If you want to practice along here you go…

Take a foam block, lie down on the front of your body, bend one knee, look back at the sole of your foot, place the block on it, look forwards again and try to balance the block. Once it is balanced, lift the thigh off the floor (hip extension) and lower it back down. Then start to straighten your leg, but don’t let the block slide off your foot. Bring the foot as close to the floor as you can, and then bend the knee back to the starting position. In order to not lose the block the sole of the foot has to stay almost parallel with the floor. As the knee extends, the ankle has to calibrate to keep the block balanced, easier said that done.

Day 1

Wow this exercise is really difficult, and I’m making it up as I go, so I’m not sure if it will ever work out. I can hardly balance the block on my foot at all.

30 Minutes Later

I’m glad I stuck it out this far, this isn’t as bad as I thought. Video Here.

Day 2

Ok it balances better right off the bat, maybe I don’t even need to warm up. The sole of my foot it tingling a bit, it feels like I’m “strengthening” the sensory information on my foot. Weird, but lets keep going. Video Here.

Day 3

Nailed it, lets start to think of other ways I can extend this work. How about I try to roll over onto my back while balancing the block on my foot the whole time. Ugh this is hard. Video Here.

Day 4

The impossible is now possible, I can roll myself over onto my back, and I learned how to do a backwards roll as well. Neurological adaptation is so cool! Video Here.

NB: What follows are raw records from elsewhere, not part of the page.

PR #3705, opened 2019-11-30
build-webview: script cleanup

ray-kraesig:
Some cleanup done to the `tools/build-webview` script, partly in preparation for more interesting functional changes.

This includes a new option (for testing) and a minor bugfix.

### DIFF
--- a/tools/build-webview
+++ b/tools/build-webview
@@ -45,6 +45,7 @@ cd "$ROOT"
 # Parse arguments. Sloppy, but sufficient for now.
 unset TARGET
 unset DEST
+SANITY_CHECKS=1
 while (( $# )); do
     case "$1" in
         --help|-h|help)
@@ -55,6 +56,9 @@ while (( $# )); do
         --destination)
             # note: this doesn't permit an equals sign after `--destination`
             shift; DEST="$1"; shift;;
+        --no-sanity-checks)
+            # disables target-directory sanity checks, for testing's sake
+            shift; SANITY_CHECKS=0;;
         *) usage; exit 2;;
     esac
 done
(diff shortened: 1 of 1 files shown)


ray-kraesig:
(Amended final commit to remove comment alterations that had crept in from another version. No functional changes.)

tools/build-webview
```diff
@@ -30,90 +32,108 @@ err() {
...
+# paths.
+root="$(git rev-parse --show-toplevel)"
+readonly root
+
+# This is our local staging directory; once it's assembled, it'll be synced over
+# to $dest.
+readonly staging="$root"/src/webview/static
+if [ ! -d "$staging" ]; then
+    err "cannot find asset staging directory '$staging'";
+fi
```
gnprice: I think this bit belongs more naturally around where it was, shortly before where it's used. One reason is that this isn't the right spot for this error check; if the command is `tools/build-webview --help`, or ill-formed, the right behavior is to exit with a syntax message, which means doing CLI parsing first.

Another is just that this feels closely tied to the details of how the build and sync work, so a natural thing to want to consult when reading that. That isn't a huge deal for this variable, because it's pretty simple; in the other PR, I felt it more strongly on the `z_rsync` function definition, which was also up here separated from the code that uses it.

ray-kraesig: Will do. (In the very near future, I'd like to pull the staging directory out of the middle of the source tree, and let `src/webview/static` be just another source directory for it. Once that's done, it would make some sense to be able to specify an arbitrary staging directory anyway – at least for testing – so there's another reason to keep it in that general area!)

gnprice: SGTM!

ray-kraesig:
I am quite certain that that button said "Rebase", _not_ "Squash", when I clicked it. :sweat:

gnprice:
(FTR in case it's helpful for anyone finding this via commit 37bd3e31a: Ray accidentally hit GitHub's "squash and merge" button, intending to rebase and merge instead. The individual steps of the branch can be seen in this PR thread, just above here.

We also then went and found the repo settings for those buttons, and turned off "squash and merge" entirely.)

ray-kraesig:
(Addendum: the first button I hit was indeed clearly labeled "Rebase and merge". The _second_ button I hit was merely labeled "Try Again".)

gnprice:
> (Addendum: the first button I hit was indeed clearly labeled "Rebase and merge". The _second_ button I hit was merely labeled "Try Again".)

Weird! Well, hopefully disabling "Squash and merge" will prevent that from behaving the same way in the future... but also this is maybe another in the line of reasons to treat the GitHub UI with suspicion. :-/

PR #3711, opened 2019-12-06
notifications: fix type of registration failure event

ray-kraesig:
The registration failure event object is not a string; treating it as
such yielded only `[Object object]` in the console. Use the actual
type.

This type has been confirmed accurate for rn-notifications@1.5.0 (our
current version) and rn-notifications@2.1.6 (the latest available at
time of writing), as well as by inspection in the console after this
change.


gnprice:
LGTM, thanks -- merged!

There is so much to learn from movement, and there are different ways to challenge our bodies. I believe in adding load, and in practicing isolated movements especially in cases where there is a significant strength deficit. But in practicing only strength, are we forgetting how to move? When I place a block on my foot and I roll over with it, all my leg muscles have to work, my glutes burn, my hamstrings cramp, but it feels like fun, and my brain is solving a puzzle all at the same time.

If you follow along and practice these movements you will run up against a moment where your body feels confused. The wall of confusion is frustrating, but if we keep trying to run up, eventually we end up on the other side, and we realize that it wasn’t a wall at all. It was a staircase that we had to climb, and at the top there is a more clear view into the expanse of practice. Its interesting to work with our bodies in this way when it comes to movements that are completely safe, like balancing a foam block on one foot. When it comes to strength training, and more vigorous skill practice I don’t prescribe to the “mind over matter” approach, but with something so simple and with such a low risk of injury, why not.

It is so easy to get stuck, and comfortable in what we do, but the problem with this is it makes us even more awkward it what we don’t do. This week if I can inspire you to do anything it is get down on the floor, find a prop you always use, and do something you have never done before. But I really mean it, something you have NEVER DONE BEFORE, and see where it goes. Watch how strength is formed in different ways, watch how your mind stays effortlessly present, and notice how your brain is actually housed in your body, your limbs and in your sensation. Notice where the imaginary walls are that are keeping you blocked off, and notice if you can surpass them, and what lies on the other side.